Steady-state control in an unstable optomechanical system

We demonstrate the stabilization of an unstable steady state in an optomechanical system for low and high pump rates. The optomechanical system consists of a pumped cavity with one movable mirror. The stabilization is achieved by applying Pyragas control, i.e., feeding back the cavity field by an external mirror. This way, a maximal cavity field in the low pumping regime can be achieved, which corresponds to a large displacement of the movable mirror.

Figure 1

The investigated system consists of a cavity, where the cavity mode couples via optomechanical coupling (arising due to the radiation pressure force) to the mechanical mode of a movable cavity mirror. This system is pumped by an external laser.
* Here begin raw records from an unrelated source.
PR #655, opened 2026-08-17
fix: add value equality to Order

### LINKED ISSUE #652: Order lacks value equality, so OrderState/Dispute comparisons always report a change
## Context

Found while writing tests for `OrderState` (PR #651).

`lib/data/models/order.dart` declares no `operator ==` and no `hashCode`, so `Order` falls back to identity comparison. Every sibling payload model does define value equality — `PaymentRequest` (`payment_request.dart:93`), `Dispute` (`dispute.dart:298`), `Peer`, `CantDo`, `Amount`, `RatingUser`, `TextMessage`, `RangeAmount`, `Currency`.

## Why it matters

`OrderState.==` and `OrderState.hashCode` both include `order`:

```dart
// lib/features/order/models/order_state.dart
other is OrderState &&
    other.status == status &&
    other.action == action &&
    other.order == order &&   // <- identity comparison
    ...
```

`OrderState` is Riverpod state. Riverpod skips notifying listeners when the new state `==` the old one. Because two structurally identical `Order` instances are never equal, **any** `OrderState` carrying an order compares unequal to itself, so every rebuild of that state notifies every listener and re-renders the trade UI even when nothing changed.

`Dispute.==` and `Dispute.hashCode` have the same problem: both include `order`, so two otherwise-identical disputes never compare equal once an order is attached.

To control the setup, an additional, external mirror is placed outside the cavity introducing feedback into the system, which can be exploited for the Pyragas control scheme.

Figure 2

Stationary states of the normalized mirror displacement as a function of the pump rate $E_0/{\kappa }_{\mathrm{cav}}$, where stable parts are solid (green) curves and unstable ones are dashed (red) curves. For this calculation, we used ${\omega }_{\mathrm{cav}}-{\omega }_{\mathrm{L}}={\omega }_{\mathrm{m}}=11{\kappa }_{\mathrm{cav}}=11\times 2\pi \times 7.1\text{MHz},{\kappa }_{\mathrm{m}}=2\pi \times 2.2\text{MHz}$, and $G=2\pi \times 3.4\text{kHz}$ (from Ref. [27]).

Figure 3

Dynamics of the free system without control $\left(K=0\right)$ for (a) low $\left(E_0/{\kappa }_{\mathrm{cav}}=30000\right)$ and (b) high $\left(E_0/{\kappa }_{\mathrm{cav}}=100000\right)$ pump rates starting near the stationary state with large displacement of the mirror.

Figure 4

Evolution of the displacement of the mirror with control $\left(K=17,{\kappa }_{\mathrm{cav}}\tau =0.3\right)$. (a) For $E_0/{\kappa }_{\mathrm{cav}}=30000$ the system has to be initially near the stationary state with large displacement (solid line), otherwise it ends up in the state with small displacement (dashed line). (b) For $E_0/{\kappa }_{\mathrm{cav}}=100000$ the initial conditions are insignificant for the stabilization of the steady state. Inset: The normalized control force $F=K/{\kappa }_{\mathrm{cav}}|c\left(t\right)-c(t-\tau )|$ vanishes for successful, noninvasive stabilization.

Figure 5

Success of control in the $K-\tau$ plane at $E_0/{\kappa }_{\mathrm{cav}}=30000$: In the white area no steady state is reached, in the shaded (red) area the steady state with small displacement is reached, and in the black area the steady state with large displacement is selected.

Figure 6

Success of control in the $K-\tau$ plane at $E_0/{\kappa }_{\mathrm{cav}}=100000$: In the white areas the control is unsuccessful, whereas it succeeds in the black areas.

Figure 7

Relation between the displacement and pump rate from a dynamical calculation without (solid red line) and with (dashed black line) control: Without control the system never reaches a stationary state with large displacement corresponding to the state with high photon number; with control, the state with large displacement is stabilized and maintained, until dropping below the threshold of the pump rate, where it ceases to exist. By applying the control, the hysteresis expected from a bistable system is recovered. Inset: The time dependence of the pump rate to create the hysteresis.